The biggest advantages of Bazel over something like CMake are:

1) It is very general, so you can easily express dependencies of this sort:

\- concat three text files, then

\- run them through a parser generator, then

\- use the generated parser in a C library, then

\- use that C library in a Go server library and a Rust client library, then

\- package the Go server into a Docker container and build an iOS binary that
uses the Rust client

This is a cross-language dependency chain that also runs a few Unix tools. In
this example, if you edit the Rust client, only the Rust library and the iOS
client will be rebuilt.
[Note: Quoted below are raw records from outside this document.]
PR #18, opened 2015-01-27
make max virtual channel count separately configurable for MK1 and MK2

brentpicasso:
make max virtual channels configurable based on hardware version (MK1 / MK2), using capabilities.h.


Jeff-Ciesielski:
:+1:

stieg:
:shipit:

PR #19, opened 2015-01-30
V2.7.8 work in progress

stieg:
Merge of Firmware release 2.7.8 back into master.


src/logging/printk.c
```diff
@@ -70,6 +70,12 @@ int writek_int(int value){
 	return write_to_log_buff(buf);
 }
 
+int writek_float(float value){
+	char buf[20];
```
brentpicasso: is this enough for a floating point number?

stieg: Yes.  Floating point has up to 7 digits, plut sign and period and exp values in rare cases.

src/tracks/tracks.c
```diff
@@ -107,7 +107,8 @@ int isStartPointValid(const Track *t) {
    return isValidPoint(&p);
 }
 
-GeoPoint getSectorGeoPointAtIndex(const Track *t, const int index) {
+GeoPoint getSectorGeoPointAtIndex(const Track *t, int index) {
+   if (index < 0) index = 0;
    const int max = isStage(t) ? STAGE_SECTOR_COUNT : CIRCUIT_SECTOR_COUNT;
```
brentpicasso: this looks like it might've fixed a crashing bug (checking if < 0) . good catch

stieg: actually... no.  But it may have caused the sector stuff to break in a stage scenario.

stieg: If you look where the sector array starts on both stage and circuit, you can see the finish point is always at the -1 position to the sector array.

stieg: So on a circuit track there would be no problem, but on a stage track the sector logic might possibly not work.  Anyway... its good to have.  I'm talking too much and will shut up startiiiiiinnnnngggg now.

If you edit one of the text files that compose the
grammar, everything will get rebuilt.

The dependencies are also a DAG, so if your projects have a shared Go library
and you change that, the Go server would get rebuilt, as would the Docker
container.

While all this might seem distressingly general, it removes the need for
things like "bootstrap.sh" files, "build.rs" files, and all of the unstated
dependencies they entail.

2) If you download all of the toolchains (C++, Java, Rust, Go, etc), it's
impossible to have "works on my machine" problems. Exceptions are use of
"local_*" rules, and Apple binaries (you need machine-local SDKs).

3) This allows great caching. You can run the equivalent of ccache for all of
this stuff, locally or shared on a LAN. RBE is even more advanced.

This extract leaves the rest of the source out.